Proposal 6: Vesting, Liquidity Mining & PowerIndex Design

My team and I have been watching the forums / discord recently and we’ve been really impressed by the level of engagement from the community so far. While there are a lot of factors still up in the air right now, we wanted to propose a comprehensive model that pulls everything together and charts a strong path forward for the community heading into mainnet launch. We’ve seen new projects fall out of favor and quickly lose traction after their unsustainable, unvested rewards dry up.
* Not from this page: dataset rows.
PR #14525, opened 2026-07-16
fix(android): make Geolocation.headingFilter settable from JS; add accuracy default

mbender74:
- Fixes a bug where Ti.Geolocation.headingFilter could not be set from JavaScript on Android, and adds a missing default for Ti.Geolocation.accuracy.

### DIFF
--- a/android/modules/geolocation/src/java/ti/modules/titanium/geolocation/GeolocationModule.java
+++ b/android/modules/geolocation/src/java/ti/modules/titanium/geolocation/GeolocationModule.java
@@ -106,13 +106,57 @@ import androidx.core.location.LocationManagerCompat;
  * accuracy, frequency properties or even changing modes are respected and kept but don't actually get applied on the OS until
  * the listener count is greater than 0.
  */
-@Kroll.module(propertyAccessors = { TiC.PROPERTY_ACCURACY })
+@Kroll.module(propertyAccessors = {
+	TiC.PROPERTY_ACCURACY,
+	"activityType",
+	"distanceFilter",
+	"headingFilter",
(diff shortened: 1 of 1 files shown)


android/modules/geolocation/src/java/ti/modules/titanium/geolocation/GeolocationModule.java
```diff
@@ -106,14 +106,58 @@
...
+	@Kroll.constant
+	public static final int ERROR_NETWORK = 2;
+	@Kroll.constant
+	public static final int ERROR_HEADING_FAILURE = 3;
+	@Kroll.constant
+	public static final int ERROR_REGION_MONITORING_DENIED = 4;
+	@Kroll.constant
+	public static final int ERROR_REGION_MONITORING_FAILURE = 5;
+	@Kroll.constant
+	public static final int ERROR_REGION_MONITORING_DELAYED = 6;
```
hansemannn: Where can these errors be thrown? I cannot see that from the current code. If you are just shimmering them is that an approach that we do not try to follow, as it adds false parity.

hansemannn (changes requested):

android/modules/geolocation/src/java/ti/modules/titanium/geolocation/GeolocationModule.java
mbender74: valid point! I removed the shimmering and now only the true

mbender74:
PR closed because change is minimal and not needed

hansemannn:
No worries!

We don’t want PowerPool to follow in their footsteps, but rather set a positive example with a sustainable, long-term oriented strategy.
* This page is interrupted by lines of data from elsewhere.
PR #14528, opened 2026-07-20
feat(all): snapping for ListView/TableView

m1ga:
Rewrite of my old PR https://github.com/tidev/titanium-sdk/pull/13180 with iOS support.

```js
var btn = Ti.UI.createButton({title:"snap",bottom:0});
var snapping = true;
	snapping: snapping,
	templates: {
		test: {
			childTemplates: [{
				type: 'Ti.UI.View',
				childTemplates: [{
					type: 'Ti.UI.Label',
					bindId: 'label',
					properties: {
						color: 'black',
						bindId: 'label'
					}
				}],
				properties: {
					width: Ti.UI.FILL,
					height: 200,
					cardUseCompatPadding: true,
					backgroundColor: 'white',
				}
			}]
		}
	},
	defaultItemTemplate: 'test'
});
var items = [];

	items.push({
		label: {
			text: "item " + i
		},
		template: 'test'
	})
}



section.setItems(items);
btn.addEventListener('click', (e) => {
	snapping = !snapping;
	listView.snapping = snapping;
});
win.add(listView);
win.add(btn);
win.open();
```


android/modules/ui/src/java/ti/modules/titanium/ui/widget/tableview/TiTableView.java
```diff
@@ -432,6 +436,28 @@ public TiNestedRecyclerView getRecyclerView()
...
 
+	/**
+	 * Enable or disable snapping of rows to the nearest position after a scroll.
+	 *
+	 * @param value Set true to snap rows into place.
+	 */
+	public void setSnapping(boolean value)
+	{
+		if (value == (this.snapHelper != null)) {
+
```
hansemannn: Why the empty line?

android/modules/ui/src/java/ti/modules/titanium/ui/widget/TiUIListView.java
```diff
@@ -248,6 +248,12 @@ private void processProperty(String name, Object value)
 			this.listView.getRecyclerView().setVerticalScrollBarEnabled(TiConvert.toBoolean(value, true));
 		}
 
+		if (name.equals(TiC.PROPERTY_SNAPPING)) {
+
+			// Set item snapping.
```
hansemannn, line 252: Same here - please update your local AI settings and make sure to improve formatting to catch this

hansemannn (changes requested):

android/modules/ui/src/java/ti/modules/titanium/ui/widget/TiUIListView.java
m1ga: we have those in the current file like https://github.com/tidev/titanium-sdk/blob/main/android/modules/ui/src/java/ti/modules/titanium/ui/widget/TiUIListView.java#L188-L193 or https://github.com/tidev/titanium-sdk/blob/main/android/modules/ui/src/java/ti/modules/titanium/ui/widget/TiUIListView.java#L136-L139 so it just used the same structure 😄

hansemannn: Thats not a very good reason to use it :) Then every file should be change. We should not copy-over bad style.

m1ga: no, of course not! Was more a note where I got it from. I only removed those in my changes now, did not touch any other code for now to make changes to old lines.
There might be a better way to do that perhaps with a lint rule that will remove empty lines between if and a comment.

hansemannn (approved):

PR #14530, opened 2026-07-22
feat(chore): remove danger files, move to native fetch/stream

m1ga:
* removing the unused danger files
* removing old & deprecated request/request-promise-native modules and replacing them with native calls


cb1kenobi (approved):
This is awesome! I think I have a branch somewhere that removed `request`, but this is way better. Thanks!

m1ga:
have to use all the Claude Max I can as long as I have it :smile:

PR #14532, opened 2026-07-23
feat(android): ti.crypt

m1ga:
This will now use ti.crypt instead of ti.cloak if you set `<encryption>ti.crypt</encryption>` in your tiapp.xml
Default is still `ti.cloak` if you don't set it or set it to a wrong value.

**How to test it:**
* build a dist android app
* open the APK as a zip and check the lib/*/ folder and see if there is `libti.cloak.so` or `libti.crypt.so`
* start the app and see if it runs (so you know it will encrypt the files)

a decompiled APK still contains file.js.bin files with encrypted content:
Bildschirmfoto_20260730_153746
so that looks the same :+1:


build/lib/packager.js
```diff
@@ -168,8 +168,9 @@ export class Packager {
 			await exec('node bin/download-all.js', { cwd: dir, stdio: 'inherit' });
 		}
 
-		// Include 'ti.cloak'
-		return unzip(path.join(ROOT_DIR, 'support', 'ti.cloak.zip'), path.join(this.zipSDKDir, 'node_modules'));
+		// Include the 'ti.cloak' and 'ti.crypt' encryption modules
+		await unzip(path.join(ROOT_DIR, 'support', 'ti.cloak.zip'), path.join(this.zipSDKDir, 'node_modules'));
+		return unzip(path.join(ROOT_DIR, 'support', 'ti.crypt.zip'), path.join(this.zipSDKDir, 'node_modules'));
```
cb1kenobi: Code looks wonky. I think we should be consistent and await both unzips.
```suggestion
		await unzip(path.join(ROOT_DIR, 'support', 'ti.crypt.zip'), path.join(this.zipSDKDir, 'node_modules'));
```

cb1kenobi (approved):
Code looks great! Tested on macOS 26.5.1, Node.js 24, emulator and device builds.

m1ga:
Pushed my first app with 14.0.0 + ti.crypt to the play store. App update worked fine, all code is loading. So I think we are good to go here for the first version of it (opt-in of course).

cb1kenobi (approved):
Sweet, code looks good. Ship it!

hansemannn (approved):

PR #14533, opened 2026-07-27
feat(android): new Material3 stopIndicator property for Ti.UI.ProgressBar

m1ga:
**stopIndicator**
If you use a Material3 Theme and a ProgressBar it looks like this by default:
Screenshot_20260727-205415
Notice the little "stop indicator" dot at the end. Currently there is no way to remove that so I've added a new property `stopIndicator` to fix that.

Screenshot_20260731-120824

**Bug fix:**
There is also a bug in the value calculation when you don't use min:0. The example code in 13.3.1 will show a full bar when you use min:50, max:100, value: 75 but it should be at 50%.

1. convertRange at TiUIProgressBar.java:134 ignores min in the numerator: (value / (max - min)) should be ((value - min) / (max - min)). With min: 50, max: 100, value: 75 the bar shows 150% (clamped to full) instead of 50%. It only works correctly when min is 0.
2. If min == max (both default to 0 when unset), the division yields NaN/Infinity — no crash, but the bar silently shows a nonsense value rather than guarding the degenerate range.

This is fixed in this PR too.

**Test code:**
```js
	theme: "Theme.Titanium.Material3.DayNight",
	layout:"vertical"
});
win.add(Ti.UI.createProgressBar({
	top: 10, width: 250, min: 0, max: 100, value: 10,
}));
win.add(Ti.UI.createProgressBar({
	top: 10, width: 250, min: 0, max: 100, value: 30,
	stopIndicator: false
}));
win.add(Ti.UI.createProgressBar({
	top: 10, width: 250, min: 0, max: 100, value: 50,
	trackThickness: 10,
	stopIndicator: { enabled: true, size: 10}
}));
win.add(Ti.UI.createProgressBar({
	top: 10, width: 250, min: 0, max: 100, value: 50,
	trackThickness: 10,
	stopIndicator: { enabled: true, size: 5}
}));
win.add(Ti.UI.createProgressBar({
	top: 10, width: 250, min: 50, max: 100, value: 75,
	trackThickness: 20,
	stopIndicator: { size: 20}
}));
win.add(Ti.UI.createProgressBar({
	top: 10, width: 250, min: 50, max: 100, value: 95,
	stopIndicator: { enabled: false }
}));
win.open();
```

If you run this code without the M3 theme is will just show the progressbar as usual, `stopIndicator` is ignored

### DIFF
--- a/android/modules/ui/src/java/ti/modules/titanium/ui/ProgressBarProxy.java
+++ b/android/modules/ui/src/java/ti/modules/titanium/ui/ProgressBarProxy.java
@@ -25,6 +25,7 @@ import ti.modules.titanium.ui.widget.TiUIProgressBar;
 		TiC.PROPERTY_COLOR,
 		TiC.PROPERTY_TINT_COLOR,
 		TiC.PROPERTY_TRACK_TINT_COLOR,
+		TiC.PROPERTY_SHOW_STOP_INDICATOR,
 	})
 public class ProgressBarProxy extends TiViewProxy
 {
@@ -32,6 +33,7 @@ public class ProgressBarProxy extends TiViewProxy
 	{
 		super();
 		defaultValues.put(TiC.PROPERTY_ANIMATED, true);
+		defaultValues.put(TiC.PROPERTY_SHOW_STOP_INDICATOR, true);
 	}
 
 	@Override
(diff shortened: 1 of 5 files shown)


hansemannn:
- Think of a more cross-platform naming convention if possible
- Do we have a shared plan on when and how to move MT2 components to MT3?

m1ga:
Will think about a better name :+1: I think `stopIndicator` would even be better already (that's how it is called on Android, not sure if iOS even has something like this).

Not sure when we should make M3 the default theme but we should start at some point. I'm using it for new apps as a custom theme and it works fine, even the old map crash in TabGroups is gone (think one internal Android library upgrade fixed it :smile: ). We still need to expose some properties (like the three new styles for the CardLayout so you can set the M2 layout again)

m1ga:
Have a better idea:
`stopIndicator: false` (shortcut to disable it) and `stopIndicator: {enabled: true|false , size: 2}` so we have all options to show/hide and configure the size.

Proposed PowerPool LM Model

Currently, only 5,360,154 CVP are in circulation, with ~95% of the total supply still locked up / not distributed. Luckily, this gives us a lot of dry powder to work with in terms of optimizing the supply side release schedule and liquidity mining incentives for bootstrapping adoption. We propose the following:

  • Beta (5m CVP) - 1 year lock then 12 month linear vest
  • Gamma (5m CVP) - 1 year lock then 12 month linear vest

While this is a much longer time period than others have put forward, we believe it is the right decision. We need to do right by the current CVP holder base since they are comprised of either 1) Alpha participants who held, 2) people who purchased on the open market or 3) people who took risk providing liquidity. It would be a disadvantage to those early supporters to release the Beta and Gamma distributions quickly, given those participants did not take any risk. As Gamma participants ourselves, we are happy to accept this lock-up period because we believe it gives PowerPool the best chance to succeed.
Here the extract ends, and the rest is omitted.